For this tutorial we will use some of the data objects created in the previous Pandas Part 1 tutorial. Specifically these objects.

Recreate:
+ `df`:  a generic data frame containing two columns named "alpha" and "beta".
+ `iris_df`:  a data frame containing the imported iris dataset.

First, let's create the `df` object:

In [None]:
df = pd.DataFrame(
    {'alpha': [0, 1, 2, 3, 4],
     'beta': ['a', 'b', 'c', 'd', 'e']})

Now let's read in the iris data.  It should be in a `data` directory inside the same directory as this notebook:

In [None]:
iris_df = pd.read_csv('data/iris.csv')

As a reminder, execute the following to view the `df` data frame

In [None]:
df

And let's review the `iris_df` data frame:

In [None]:
iris_df.head()

#### Task 1a: Setup

<span style="float:right; margin-left:10px; clear:both;">![Task](http://icons.iconarchive.com/icons/sbstnblnd/plateau/96/Apps-gnome-info-icon.png)
</span>

Prepare the practice notebook:
- import pandas
- re-create the `df` data frame
- re-create the `iris_df` data frame


---
## 2. Setting values in a DataFrame object

We often want to change or assign data at specific rows, columns, indexes or slices.   

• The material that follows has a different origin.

PR #8921, opened 2024-02-15
change how `bunx` caches things

### LINKED ISSUE #4981: `bun create` uses the latest locally cached version even when the `@latest` tag is provided

Darwin 21.6.0 arm64 arm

### 2.1. Inserting a New Column

A new column can be added by using a new label as an index to the data frame, and assigning values to it. Let's add a new column to the `df` object. The column will be named `gamma` and consist of a Series of 5 numbers. 

In [None]:
new_series = pd.Series([4, 3, 2, 1, 0])
df['gamma'] = new_series
df

Alternatively you can use a numpy array instead of a Seris

In [None]:
df['gamma'] = np.array([4, 3, 2, 1, 0])
df

If you use Numpy, the array of values provided must have the same number of values as there are rows in the data frame. Observe the effect if the list is too short:

In [None]:
df['gamma'] = np.array([4, 3, 2, 1])

Howevever with a Series NaN's are used to indicate missing values.  Let's add a new "epsilon" column that is **shorter** than the others:

In [None]:
df['epsilon'] = pd.Series([1, 2, 3])
df

Observe the effect if a `pd.Series` object is **longer** than the other columns:

In [None]:
df['theta'] = pd.Series([0, 1, 3, 4, 5, 6])
df

The values in the Series that were beyond the length of the data frame were excluded.

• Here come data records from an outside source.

PR #8932, opened 2024-02-15
Allow for smaller allocations in node:path methods

jdalton:
### What does this PR do?

A follow-up enhancement mentioned by @paperdave to allow for smaller path allocations.

Ran tests locally.

### DIFF
--- a/src/bun.js/bindings/Path.cpp
+++ b/src/bun.js/bindings/Path.cpp
@@ -29,31 +29,21 @@ using namespace JSC;
 
 // clang-format off
 #define DEFINE_CALLBACK_FUNCTION_BODY(ZigFunction) JSC::VM& vm = globalObject->vm(); \
-    auto* thisObject = JSC::jsDynamicCast<JSC::JSFinalObject*>( callFrame->thisValue()); \
-    auto scope = DECLARE_THROW_SCOPE(vm); \
-    if (!thisObject) \
+    auto* thisObject = JSC::jsDynamicCast<JSC::JSFinalObject*>(callFrame->thisValue()); \
+    if (!thisObject) { \
+        auto scope = DECLARE_THROW_SCOPE(vm); \
         return throwVMTypeError(globalObject, scope); \
+    } \
     auto argCount = static_cast<uint16_t>(callFrame->argumentCount()); \
     WTF::Vector<JSC::EncodedJSValue, 16> arguments; \
     arguments.reserveInitialCapacity(argCount); \
-     if (argCount) { \
+    if (argCount) { \
         for (uint16_t i = 0; i < argCount; ++i) { \
             arguments.unsafeAppendWithoutCapacityCheck(JSC::JSValue::encode(callFrame->uncheckedArgument(i))); \
         } \
-     } \
-    auto clientData = WebCore::clientData(vm); \
-    auto isWindows = thisObject->get(globalObject, clientData->builtinNames().isWindowsPrivateName()); \
-    JSC::JSValue result = JSC::JSValue::decode( \
-        ZigFunction(globalObject, isWindows.asBoolean(), reinterpret_cast<JSC__JSValue*>(arguments.data()), argCount) \
-    ); \
-    JSC::JSObject *obj = result.getObject(); \
-    if (UNLIKELY(obj != nullptr && obj->isErrorInstance())) { \
-        scope.throwException(globalObject, obj); \
-        return JSC::JSValue::encode(JSC::jsUndefined()); \
     } \
-    if (UNLIKELY(scope.exception())) \
-        return JSC::JSValue::encode(JSC::jsUndefined()); \
-    return JSC::JSValue::encode(result);
+    auto isWindows = thisObject->get(globalObject, WebCore::clientData(vm)->builtinNames().isWindowsPrivateName()); \
+    return ZigFunction(globalObject, isWindows.asBoolean(), reinterpret_cast<JSC__JSValue*>(arguments.data()), argCount);
 
 // clang-format on
 
--- a/src/bun.js/node/types.zig
+++ b/src/bun.js/node/types.zig
@@ -22,17 +22,16 @@ const Fs = @import("../../fs.zig");
 const IdentityContext = @import("../../identity_context.zig").IdentityContext;
 const JSC = bun.JSC;
 const Mode = bun.Mode;
-const PathBuffer = bun.PathBuffer;
-const PathString = bun.PathString;
 const Shimmer = @import("../bindings/shimmer.zig").Shimmer;
 const Syscall = bun.sys;
 const URL = @import("../../url.zig").URL;
 const Value = std.json.Value;
-const WPathBuffer = bun.WPathBuffer;
+
+const PATH_MIN_WIDE = 4096; // 4 KB
 
 const stack_fallback_size_small = switch (Environment.os) {
-    // Up to 4 KB, instead of MAX_PATH_BYTES which is 96kb on Windows, ouch!
-    .windows => 4096,
+    // Up to 4 KB, instead of MAX_PATH_BYTES which is 96 KB on Windows, ouch!
+    .windows => PATH_MIN_WIDE,
     else => bun.MAX_PATH_BYTES,
 };
 
@@ -579,9 +578,9 @@ pub const Encoding = enum(u8) {
     pub fn encodeWithSize(encoding: Encoding, globalObject: *JSC.JSGlobalObject, comptime size: usize, input: *const [size]u8) JSC.JSValue {
         switch (encoding) {
             .base64 => {
-                var base64: [std.base64.standard.Encoder.calcSize(size)]u8 = undefined;
-                const len = bun.base64.encode(&base64, input);
-                return JSC.ZigString.init(base64[0..len]).toValueGC(globalObject);
+                var buf: [std.base64.standard.Encoder.calcSize(size)]u8 = undefined;
+                const len = bun.base64.encode(&buf, input);
+                return JSC.ZigString.init(buf[0..len]).toValueGC(globalObject);
             },
             .base64url => {
                 var buf: [std.base64.url_safe_no_pad.Encoder.calcSize(size)]u8 = undefined;
@@ -649,7 +648,7 @@ pub const Encoding = enum(u8) {
 };
 
 const PathOrBuffer = union(Tag) {
-    path: PathString,
+    path: bun.PathString,
     buffer: Buffer,
 
     pub const Tag = enum { path, buffer };
@@ -673,7 +672,7 @@ pub fn CallbackTask(comptime Result: type) type {
 }
 
 pub const PathLike = union(enum) {
-    string: PathString,
+    string: bun.PathString,
     buffer: Buffer,
     slice_with_underlying_string: bun.SliceWithUnderlyingString,
     threadsafe_string: bun.SliceWithUnderlyingString,
@@ -730,7 +729,7 @@ pub const PathLike = union(enum) {
         };
     }
 
-    pub fn sliceZWithForceCopy(this: PathLike, buf: *[bun.MAX_PATH_BYTES]u8, comptime force: bool) if (force) [:0]u8 else [:0]const u8 {
+    pub fn sliceZWithForceCopy(this: PathLike, buf: *bun.PathBuffer, comptime force: bool) if (force) [:0]u8 else [:0]const u8 {
         const sliced = this.slice();
 
         if (Environment.isWindows) {
@@ -757,15 +756,15 @@ pub const PathLike = union(enum) {
         return buf[0..sliced.len :0];
     }
 
-    pub inline fn sliceZ(this: PathLike, buf: *PathBuffer) [:0]const u8 {
+    pub inline fn sliceZ(this: PathLike, buf: *bun.PathBuffer) [:0]const u8 {
         return sliceZWithForceCopy(this, buf, false);
     }
 
-    pub inline fn sliceW(this: PathLike, buf: *PathBuffer) [:0]const u16 {
+    pub inline fn sliceW(this: PathLike, buf: *bun.PathBuffer) [:0]const u16 {
         return strings.toWPath(@alignCast(std.mem.bytesAsSlice(u16, buf)), this.slice());
     }
 
-    pub inline fn osPath(this: PathLike, buf: *PathBuffer) bun.OSPathSliceZ {
+    pub inline fn osPath(this: PathLike, buf: *bun.PathBuffer) bun.OSPathSliceZ {
         if (comptime Environment.isWindows) {
             return sliceW(this, buf);
         }
@@ -1927,14 +1926,10 @@ pub const Path = struct {
 
     const StringBuilder = @import("../../string_builder.zig");
 
-    inline fn getPathBufLenT(comptime T: type) usize {
-        return if (T == u16) PATH_MAX_WIDE else MAX_PATH_BYTES;
-    }
-
     /// Based on Node v21.6.1 path.parse:
     /// https://github.com/nodejs/node/blob/6ae20aa63de78294b18d5015481485b7cd8fbb60/lib/path.js#L919
     /// The structs returned by parse methods.
-    fn ParsedPath(comptime T: type) type {
+    fn PathParsed(comptime T: type) type {
         return struct {
             root: []const T = "",
             dir: []const T = "",
@@ -1953,8 +1948,14 @@ pub const Path = struct {
         };
     }
 
-    pub const MAX_PATH_BYTES = bun.MAX_PATH_BYTES;
-    pub const PATH_MAX_WIDE = windows.PATH_MAX_WIDE;
+    pub fn MAX_PATH_SIZE(comptime T: type) usize {
+        return if (T == u16) windows.PATH_MAX_WIDE else bun.MAX_PATH_BYTES;
+    }
+
+    pub fn PATH_SIZE(comptime T: type) usize {
+        return if (T == u16) PATH_MIN_WIDE else bun.MAX_PATH_BYTES;
+    }
+
     pub const shim = Shimmer("Bun", "Path", @This());
     pub const name = "Bun__Path";
     pub const include = "Path.h";
@@ -2021,7 +2022,7 @@ pub const Path = struct {
     }
 
     pub fn getCwdWindowsU8(buf: []u8) MaybeBuf(u8) {
-        const u16Buf: [PATH_MAX_WIDE]u16 = undefined;
+        const u16Buf: bun.WPathBuffer = undefined;
         switch (getCwdWindowsU16(&u16Buf)) {
             .result => |r| {
                 // Handles conversion from UTF-16 to UTF-8 including surrogates ;)
@@ -2062,7 +2063,7 @@ pub const Path = struct {
         if (comptime Environment.isWindows) {
             return getCwdWindowsU16(&buf);
         }
-        const u8Buf: PathBuffer = undefined;
+        const u8Buf: bun.PathBuffer = undefined;
         const result = strings.convertUTF8toUTF16InBuffer(&buf, bun.getcwd(strings.convertUTF16ToUTF8InBuffer(&u8Buf, buf))) catch {
             return MaybeBuf(u16).errnoSys(0, Syscall.Tag.getcwd).?;
         };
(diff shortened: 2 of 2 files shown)


src/bun.js/bindings/Path.cpp
```diff
@@ -43,17 +42,10 @@ using namespace JSC;
...
-    JSC::JSObject *obj = result.getObject(); \
-    if (UNLIKELY(obj != nullptr && obj->isErrorInstance())) { \
-        scope.throwException(globalObject, obj); \
-        return JSC::JSValue::encode(JSC::jsUndefined()); \
-    } \
+    auto result = ZigFunction(globalObject, isWindows.asBoolean(), reinterpret_cast<JSC__JSValue*>(arguments.data()), argCount); \
     if (UNLIKELY(scope.exception())) \
         return JSC::JSValue::encode(JSC::jsUndefined()); \
-    return JSC::JSValue::encode(result);
+    return result;
```
jdalton: ☝️ Tracked down why `return .zero` from path methods would cause a segfault. Now it's safe to `return .zero`.

src/bun.js/node/types.zig
```diff
@@ -3444,21 +3509,20 @@ pub const Path = struct {
                             //   device =
                             //     `\\\\${firstPart}\\${StringPrototypeSlice(path, last, j)}`;
                             //   rootEnd = j;
-                            var tmpBuf1: [getPathBufLenT(T)]T = undefined;
```
jdalton, line 3447: ☝️ Removed need for tmpBuf here.

src/bun.js/bindings/Path.cpp
paperclover: thanks for removing "if this function returns an error, throw it", this pattern is horrible and should never be used. we should always throw errors.

the segfault was a null pointer dereference on the removed `.getObject()`. this will assert in debug mode that the cell is non-zero (0 is classified as a cell type, aka a pointer)

i think we could get away with also removing `if (UNLIKELY(scope.exception()))` too, since if there is an exception thrown, the jsvalue return is ignored, which is where we use zero. crashes due to following this rule are indications of other mistakes in our code.

src/bun.js/node/types.zig
```diff
@@ -2021,7 +2030,7 @@ pub const Path = struct {
     }
 
     pub fn getCwdWindowsU8(buf: []u8) MaybeBuf(u8) {
-        const u16Buf: [PATH_MAX_WIDE]u16 = undefined;
+        const u16Buf: [PathSize(u16).MAX]u16 = undefined;
```
gvilums: Couldn't this just be `bun.WPathBuffer`?

src/bun.js/node/types.zig
```diff
@@ -2301,14 +2310,16 @@ pub const Path = struct {
         if (suffix_ptr) |_suffix_ptr| {
             // Supress exeption in zig. It does globalThis.vm().throwError() in JS land.
             validateString(globalObject, _suffix_ptr, "ext", .{}) catch {
-                return JSC.JSValue.jsUndefined();
+                // Safe to return .zero here without fear of segfault because the result in C
+                // is not used when JSC::ThrowScope scope.exception() returns an Exception pointer.
```
paperclover: this comment is incorrect. to throw javascript exceptions, the exception pointer is set on the vm, with a zero js value returned. when a crash occurs it is a bug in the code using the js value, not checking for an exception first.

in zig this abstraction for this isnt great, especially considering we have an error system in zig but it is not used at all for js exceptions. i want to change this abstraction later

src/bun.js/node/types.zig
```diff
@@ -2848,20 +2865,35 @@ pub const Path = struct {
...
+        if (bufLen > size.MAX) {
             const buf = allocator.alloc(u8, bufLen) catch bun.outOfMemory();
             defer allocator.free(buf);
             return if (isWindows)
                 toJSString(globalObject, formatWindow(pathObject, buf))
             else
                 toJSString(globalObject, formatPosix(pathObject, buf));
         }
-        var buf: PathBuffer = undefined;
+        const buf = switch (bufLen) {
```
paperclover: since bufLen is not known at compile time, all 3 branches are present in the binary, meaning all stack allocations in there are present. so all three of these buffers are present

src/bun.js/node/types.zig
```diff
@@ -2848,20 +2865,35 @@ pub const Path = struct {
...
+            size.MID => brk: {
+                var _buf: [size.MID]u8 = undefined;
+                break :brk &_buf;
+            },
+            size.MIN => brk: {
+                var _buf: [size.MIN]u8 = undefined;
+                break :brk &_buf;
+            },
+            else => unreachable,
+        };
```
gvilums: This is undefined behavior: we are returning a pointer to a buffer that only exists in an inner scope. Unfortunately there is no easy fix for this that keeps the behavior - either just use the `size.MAX` buffer or use a heap fallback with the smaller buffer (I suggest just using the larger buffer).

src/bun.js/node/types.zig
```diff
@@ -3125,23 +3161,52 @@ pub const Path = struct {
...
```
gvilums: See above

src/bun.js/node/types.zig
```diff
@@ -2848,20 +2865,35 @@ pub const Path = struct {
...
             return if (isWindows)
                 toJSString(globalObject, formatWindow(pathObject, buf))
             else
                 toJSString(globalObject, formatPosix(pathObject, buf));
         }
-        var buf: PathBuffer = undefined;
+        const buf = switch (bufLen) {
+            size.MAX => brk: {
+                var _buf: [size.MAX]u8 = undefined;
+                break :brk &_buf;
```
paperclover: i'm not sure if this is actually is an issue but i get weary of keeping a pointer stack memory in a block. you should think of the `var` above and any pointers into it as being invalid once the block containing it ends.

but this whole part is invalid for the other reason

src/bun.js/bindings/Path.cpp
gvilums: Could you elaborate on this change? How are exceptions thrown now? Do we always throw them from the `ZigFunction`?

src/bun.js/node/types.zig
```diff
@@ -3565,25 +3604,40 @@ pub const Path = struct {
...
+            size.MID => brk: {
+                var _buf: [size.MID]u8 = undefined;
+                break :brk &_buf;
+            },
+            size.MIN => brk: {
+                var _buf: [size.MIN]u8 = undefined;
+                break :brk &_buf;
+            },
+            else => unreachable,
+        };
```
gvilums: same issue

gvilums (dismissed):

paperclover (dismissed):
the switch with the runtime-known value is wrong and will use more stack memory.

imo we should reduce the max path length for these functions, i think to 4096 chars of data.
this will cover most paths, and then paths that are longer (on windows this would include the valid paths under 32k, but also the ones over that, and on mac and linux the ones longer than the 4096 of course)

it would be doubly good if this was made into an abstraction we could use across the codebase, and stop relying on `PathBuffer`s everywhere, but i think that can defer until stack space is actually a concern, it does not seem to cause issues using `64kb` buffers all over the place.

src/bun.js/bindings/Path.cpp
jdalton: Ya, the `nullptr` handled via `getObject()` was the culprit. I went back to the return `.zero` pattern but IF we want safe code that doesn't rely on making sure we don't touch it a certain way when returned we could always return `JSC.JSValue.jsUndefined()` which is a valid JSValue result (or at least one that other JSValue methods like).

src/bun.js/node/types.zig
jdalton: The unreachable should turn into a segfault if hit. The code though should never be hit as the bufLen should only be one of those 3 values (`switch (bufLen) {` is only ever MAX,MID,or MIN). If unreachable is scary I could make the MIN and else the same.

src/bun.js/node/types.zig
jdalton: I think your explanation and mine are going in the same direction. 
https://github.com/oven-sh/bun/pull/8932/files#diff-d8f1d097a0cb6d63f73dcef0c76498e64dbd23cccef9530983a1369a95cb4aecR45-R48

The code is safe because we aren't doing things with the `nullptr` like `getObject` and are bailing in the `if (UNLIKELY(scope.exception()))`

I can reference the `nullprt` issue though. Really we should return safe values even when erroring. The comment can be removed when we change the `return .zero` pattern.

src/bun.js/node/types.zig
jdalton: Oh that's super lame. Will fork it.

src/bun.js/node/types.zig
jdalton: I don't think this is an issue but the one above it is totally a biggie.

src/bun.js/bindings/Path.cpp
jdalton: The error object was never actually being returned from zig. So the:
```
if (UNLIKELY(obj != nullptr && obj->isErrorInstance())) { 
  scope.throwException(globalObject, obj); 
  return JSC::JSValue::encode(JSC::jsUndefined()); 
} 
```
was dead code ✂️ . In zig we use the `validateString` helper which will call:
```
const err = JSC.toTypeError(JSC.Node.ErrorCode.ERR_INVALID_ARG_TYPE, fmt, args, globalThis);
globalThis.vm().throwError(globalThis, err);
```
so the exception is already thrown in JS land. We're just trying to leave the function.

src/bun.js/node/types.zig
jdalton: It could be yes. In the code though I sided with consistency of `PathSize()` in places. So instead of thinking "Oh that's a u16 wide path, and Oh we have a special type alias for the size of `windows.PATH_MAX_WIDE`" I went with "Oh CWD uses max path size".  Since size is now a sliding range and may vary. ~~I did miss it being comptimed though~~.  Turns out it was already comptime 💪

jdalton: Turns out it was already comptime 💪

jdalton: Uses bun.WPathBuffer now.

src/bun.js/node/types.zig
jdalton: No more unreachable.

src/bun.js/node/types.zig
jdalton: Reduced the comment and removed `if (UNLIKELY(scope.exception()))`

src/bun.js/node/types.zig
jdalton: > so all three of these buffers are present

Fixed this.

src/bun.js/bindings/Path.cpp
gvilums: that makes sense 👍

jdalton:
@paperdave 
> the switch with the runtime-known value is wrong and will use more stack memory.
> 
> imo we should reduce the max path length for these functions, i think to 4096 chars of data. this will cover most paths, and then paths that are longer (on windows this would include the valid paths under 32k, but also the ones over that, and on mac and linux the ones longer than the 4096 of course)
> 
> it would be doubly good if this was made into an abstraction we could use across the codebase, and stop relying on `PathBuffer`s everywhere, but i think that can defer until stack space is actually a concern, it does not seem to cause issues using `64kb` buffers all over the place.

Fixed.

src/bun.js/node/types.zig
```diff
@@ -2848,20 +2858,14 @@ pub const Path = struct {
...
-        else
-            toJSString(globalObject, formatPosix(pathObject, &buf));
+        return switch (getPathLenT(u8, lenSum)) {
+            bun.MAX_PATH_BYTES => if (isWindows) formatWindowsL(globalObject, pathObject, bun.MAX_PATH_BYTES) else formatPosixL(globalObject, pathObject, bun.MAX_PATH_BYTES),
+            else => |bufLen| brk: {
+                const buf = allocator.alloc(u8, bufLen) catch bun.outOfMemory();
+                defer allocator.free(buf);
+                break :brk if (isWindows) formatWindows(globalObject, pathObject, buf) else formatPosix(globalObject, pathObject, buf);
+            },
+        };
```
gvilums: I don't quite understand the point of this logic here. `getPathLen` returns `size.MIN` for lengths less than `size.MIN`, `size.MAX` for lengths between min and max, and the length itself for larger values. So specifically for lengths that fall between `size.MIN` and `size.MAX` we use a stack allocation (through the `bun.MAX_PATH_BYTES` code path), and otherwise we allocate? I don't quite understand what that achieves versus what we had before (stack buffer with heap fallback).

gvilums (commented):
Changes look good overall, but I still don't understand the logic around `getPathLen`

src/bun.js/node/types.zig
jdalton: @gvilums Sure thing. Clarifying things helps me double check the reasoning too! 

The `getPathLenT(comptime T: type, lenSum: usize) usize` allows for a sliding range of lengths. Initially I had 3, a min, mid, and max. 
```
if (lenSum > size.MID) return @max(lenSum, size.MAX);
if (lenSum > size.MIN) return @max(lenSum, size.MID);
return @max(lenSum, size.MIN);
```

But to keep things simple until necessary on revision went with min and max. The simplified logic is that for u16 we use 4 KB as a path and then for larger allocate (as we'll need to allocate for the larger strings beyond PATH_MAX_WIDE.

This allows us to establish a pattern/abstraction one where we can switch on MIN, MIN, or however we choose to dice it.
```
return switch (getPathLenT(T, lenSum)) {
    size.MIN => if (isWindows) fooWindowsL(T, globalObject, arg1, size.MIN) else fooPosixL(T, globalObject, arg1, size.MIN),
    size.MID => if (isWindows) fooWindowsL(T, globalObject, arg1, size.MID) else fooPosixL(T, globalObject, arg1, size.MID),
    size.MAX => if (isWindows) fooWindowsL(T, globalObject, arg1, size.MID) else fooPosixL(T, globalObject, arg1, size.MAX),
    else => |bufLen| brk: {
        const buf = allocator.alloc(T, bufLen) catch bun.outOfMemory();
        defer allocator.free(buf);
        break :brk if (isWindows) fooWindows(T, globalObject, arg1, buf) else fooPosix(T, globalObject, arg1, buf);
    },
};
  ```

For u8 we have just 1 value specified for min/max or otherwise and that is bun.MAX_PATH_BYTES. So for u8 the len is bun.MAX_PATH_BYTES unless its larger. So this pattern that I'm establishing can hold for it and u16 using the same kind of code subing things out with a `T` when we move the code. Using the `size.MIN` and `size.MAX` we don't care if it's u8 or u16, the same code works for it. Using the variation of the methods `fooWindowsL` and `fooPosixL` allows for methods which stack allocate only (previously as dave mentioned with a switch statement bufs within the comptime stack allocations are made even if the branch is not hit). By separating the stack variation out we allow for it to be dynamic-ish via MID,MIN,MAX, or whatever sliding range, still comptime'd, and allow for using the heap when things get larger than max.

Comment (jdalton) [reply src/bun.js/node/types.zig]: Updated to better show generic-ness

Comment (gvilums) [reply src/bun.js/node/types.zig]: That mostly makes sense to me now. However, in my opinion all of this complexity isn't really warranted. Why wouldn't we just use the stack fallback allocator with a smaller stack buffer? I'm not even sure that it would really provide a measurable performance benefit anyway, because very long path strings rarely occur.

I think the other changes in this PR are very good, but we should simply use a stack fallback allocator approach to allocating the buffers and save ourselves the headache.

Sorry for the delayed response, I'm on vacation right now 😅

Comment (jdalton) [reply src/bun.js/node/types.zig]: @gvilums Done! Now it just has the default smaller size or allocates for larger. Still supporting u8 and u16.

**Comment by jdalton** [comment]
#### 📰 Related path news:

Zig now supports unpaired surrogates in Windows paths https://github.com/ziglang/zig/pull/19005!
It means Bun will need to change `error.InvalidUtf8` to `error.InvalidWtf8`. There's also added methods
* `std.fs.path.fmtAsUtf8Lossy/fmtWtf16LeAsUtf8Lossy`
* `std.unicode.fmtUtf8`

Tracked https://github.com/oven-sh/bun/issues/9122

File: src/bun.js/node/types.zig [hunk 11]
```diff
@@ -2795,27 +2806,54 @@ pub const Path = struct {
...
+            (if (dirLen > 0) dirLen else pathObject.root.len) +
+            (if (baseLen > 0) baseLen else pathObject.name.len + pathObject.ext.len);
+        const size = comptime PathSize(T);
+        return switch (getPathLenT(T, lenSum)) {
+            size.DEFAULT => if (isWindows) formatWindowsJS_L(T, globalObject, pathObject, size.DEFAULT) else formatPosixJS_L(T, globalObject, pathObject, size.DEFAULT),
+            else => |bufLen| brk: {
+                const buf = allocator.alloc(T, bufLen) catch bun.outOfMemory();
+                defer allocator.free(buf);
+                break :brk if (isWindows) formatWindowsJS_T(T, globalObject, pathObject, buf) else formatPosixJS_T(T, globalObject, pathObject, buf);
+            },
```
gvilums: I hope I don't seem pedantic here, but I don't quite see the point of the switch statement. My understanding of the logic:
1. `format` creates a `stackFallback`-allocator and passes it to `formatJS_T`
2. `formatJS_T`computes the `lenSum`. If `lenSum` fits in `size.DEFAULT`, we do the computation on the stack using `formatXJS_L` with a buffer size of `size.DEFAULT`. If it doesn't, we use the allocator to allocate buffers dynamically and then call `formatXJS_T`

My issue is the following: Why are we going through the effort of checking if the size fits in `size.DEFAULT` at all and allocating a separate stack buffer, if we already have the `stackFallback`. I propose we get rid of the `switch` entirely and replace it with the `else` branch.

Same logic applies to all other places where we switch on `getPathLenT`. In general, I think we should just get rid of `getPathLenT` entirely.

gvilums (changes requested):
See my comment that applies to all uses of `getPathLenT`

src/bun.js/node/types.zig
jdalton: Changed the switch to else. It was a hold-over from allowing things to be a sliding range. Kinda pretty but def not needed. The `getPathLenT` does allow for not needing to know the logic of distilling a path buffer length each time, currently just `@max(lenSum, PathSize(T).DEFAULT)`, but still. It is also inlined.

src/bun.js/node/types.zig
```diff
@@ -2795,27 +2806,53 @@ pub const Path = struct {
...
+        // Add one for the possible separator.
+        const lenSum: usize = 1 +
+            (if (dirLen > 0) dirLen else pathObject.root.len) +
+            (if (baseLen > 0) baseLen else pathObject.name.len + pathObject.ext.len);
+        const size = comptime PathSize(T);
+        const bufLen = getPathLenT(T, lenSum);
+        if (bufLen == size.DEFAULT) {
+            return if (isWindows) formatWindowsJS_L(T, globalObject, pathObject, size.DEFAULT) else formatPosixJS_L(T, globalObject, pathObject, size.DEFAULT);
+        }
+        const buf = allocator.alloc(T, bufLen) catch bun.outOfMemory();
```
gvilums: While this is already much simpler than the complex switch statement we had previously, the logic here can still be simplified much further in my opinion.

Currently, what we're doing is we're checking if `bufLen` fits in a buffer of `size.DEFAULT`. If so, we take a path where we have a stack-allocated buffer (through `format*JS_L`). Otherwise we use our allocator to allocate the memory and take that path instead.

But we jave already created a stack fallback allocator (passed through `allocator`) - there's no reason we couldn't just use that instead! In fact, the current version actually wastes stack space in trying to be clever - both the stack fallback allocator created in `format` as well as the stack buffers created in `format*JS_L` reside on the stack at the same time, even when the stack fallback allocator is not used.

My suggestion is to change the code to the following:
```suggestion
        const buf = allocator.alloc(T, lenSum) catch bun.outOfMemory();
```
This would also allow us to get rid of `getPathLen`, `size.DEFAULT`, and the `*JS_L` functions for free.
(same applies to all the other places in the code where this pattern is used)

If you have other opinions on this we should probably hop on a call, I feel like the back and forth of github reviews isn't the most efficient way to do this

gvilums (changes requested):

src/bun.js/bindings/Path.cpp
```diff
@@ -29,31 +29,21 @@ using namespace JSC;
...
-    ); \
-    JSC::JSObject *obj = result.getObject(); \
-    if (UNLIKELY(obj != nullptr && obj->isErrorInstance())) { \
-        scope.throwException(globalObject, obj); \
-        return JSC::JSValue::encode(JSC::jsUndefined()); \
     } \
-    if (UNLIKELY(scope.exception())) \
-        return JSC::JSValue::encode(JSC::jsUndefined()); \
-    return JSC::JSValue::encode(result);
+    auto isWindows = thisObject->get(globalObject, WebCore::clientData(vm)->builtinNames().isWindowsPrivateName()); \
```
Jarred-Sumner, line 45: It was a mistake in my initial implementation to use a private property for this. It should be an internal property on the C++ object or a separate class / classInfo. I didn’t know how to add extra fields to C++ classes without causing allocation failure because I didn’t know about isosubspaces. Not worth fixing right now though

src/bun.js/node/types.zig
```diff
@@ -2301,43 +2312,35 @@ pub const Path = struct {
...
+                suffixZSlice = suffixZStr.toSlice(allocator);
             }
         }
-
-        return if (isWindows)
-            toJSString(globalObject, basenameWindows(pathZSlice.slice(), null))
-        else
-            toJSString(globalObject, basenamePosix(pathZSlice.slice(), null));
+        defer if (suffixZSlice) |_s| _s.deinit();
+        return basenameJS_T(u8, globalObject, isWindows, pathZSlice.slice(), if (suffixZSlice) |_s| _s.slice() else null);
```
Jarred-Sumner, line 2340: Since we have the u8 and u16 versions, couldn’t we use the latin1 or utf16 string pointer directly and then not allocate in the first place?

gvilums: I think we should defer this to a follow-up PR at a later date

jdalton: @Jarred-Sumner Yes! This has come up before in review as a future todo too. We currently aren't using the u16 support that this PR makes way for so I imagine as we step into use things will get further refined.

src/bun.js/node/types.zig
jdalton: True! Nice! (Thanks for patience on that).

jdalton: Fixed. Had to keep some min/max logic to make unit tests happy (no segfaults) since some calculated len estimates were too small to work with within the methods.

gvilums (approved):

It is also possible to overwrite existing columns.

In [None]:
df['gamma'] = pd.Series([1, 1, 1, 1, 1])
df

In contrast to adding new columns, adding a single new rows is not typically done.

**Why?**

`pd.Series` objects have indexes! When we add them, Pandas adds and aligns their values by their indexes. By default these are integer indexes.

#### Task 2a: Inserting Columns

<span style="float:right; margin-left:10px; clear:both;">![Task](http://icons.iconarchive.com/icons/sbstnblnd/plateau/96/Apps-gnome-info-icon.png)
</span>

Create a copy of `df`, and modify it:

+ add a new column to the `
+ select and set values using a boolean operator.

---
## 3. Missing Data

As shown in the previous section, missing values are represented as 'NaN' in the table display. You can test for missing values or add missing values using the Numpy `np.nan` value: 

> pandas primarily uses the value `np.nan` to represent missing data. It is by default not included in computations. See the [Missing Data section](https://pandas.pydata.org/pandas-docs/stable/user_guide/missing_data.html#missing-data).

You can read more about the special types of float objects that are `np.nan` and `np.inf` [here](https://docs.scipy.org/doc/numpy-1.13.0/user/misc.html).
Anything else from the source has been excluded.